--- START ---

PR #11541, opened 2018-08-14
registry nfs does not require unsupported

bparees:
this behavior was changed in https://github.com/openshift/openshift-ansible/pull/9271

### DIFF
--- a/install/configuring_inventory_file.adoc
+++ b/install/configuring_inventory_file.adoc
@@ -1041,37 +1041,6 @@ openshift_hosted_registry_storage_volume_size=10Gi
 ----
 
 [discrete]
-[[advanced-install-cluster-registry-storage-upgrade-nfs]]
-==== Upgrading or Installing {product-title} with NFS
-
-The use of NFS for the core {product-title} components is not recommended, as NFS
-(and the NFS Protocol) does not provide the proper consistency needed for the
-applications that make up the {product-title} infrastructure.
-
-As a result, the installer and update playbooks require an option to enable the use
-of NFS with core infrastructure components.
-
-----
-# Enable unsupported configurations, things that will yield a partially
-# functioning cluster but would not be supported for production use
-#openshift_enable_unsupported_configurations=false
-----
-
-If you see the following messages when upgrading or installing your cluster,
-then an additional step is required.
-
-----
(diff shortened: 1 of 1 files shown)


bparees:

bmcelvee:
LGTM

Since this is related to a support issue, @dongboyan77 PTAL

install/configuring_inventory_file.adoc
```diff
@@ -1040,37 +1040,6 @@ openshift_hosted_registry_storage_volume_name=registry
 openshift_hosted_registry_storage_volume_size=10Gi
 ----
 
-[discrete]
-[[advanced-install-cluster-registry-storage-upgrade-nfs]]
-==== Upgrading or Installing {product-title} with NFS
-
-The use of NFS for the core {product-title} components is not recommended, as NFS
```
sferich888: Are we testing NFS with the core {product-title} components where we feel its save to remove this? 
Are we going to adjust the notes for logging, metrics, monitoring, etc? If not we need to not simply remove this but adjust this to explicitly call out where we support/recommend NFS (based on testing).

bparees: this section of doc that is being removed is specific to the registry.  nothing has changed about the docs w/ respect to using NFS w/ logging/metrics/etc.  That content still exists (and still results in an unsupported cluster if you use it, i believe, since the ansible logic wasn't changed for those components either).

vikram-redhat:
@bparees since this section was added from 3.9 onwards only, there is nothing to do for 3.7 docs, right?

bparees:
@vikram-redhat so it would seem.

install/configuring_inventory_file.adoc
rootfs: there is at least one known issue [1] with nfs as registry storage, we should at least mention the workaround (i.e. `no_wdelay`) first [2]

1. https://access.redhat.com/documentation/en-us/openshift_container_platform/3.5/html/installation_and_configuration/setting-up-the-registry
2. https://docs.openshift.com/container-platform/3.6/install_config/registry/registry_known_issues.html#known-issue-nfs-image-push-fails

bmcelvee:
Thanks, @vikram-redhat!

--- END ---

(YOUR ASSIGNMENT) Look through the data above for the string "known" and copy every line where it appears.

(TASK ANSWER)
rootfs: there is at least one known issue [1] with nfs as registry storage, we should at least mention the workaround (i.e. `no_wdelay`) first [2]
2. https://docs.openshift.com/container-platform/3.6/install_config/registry/registry_known_issues.html#known-issue-nfs-image-push-fails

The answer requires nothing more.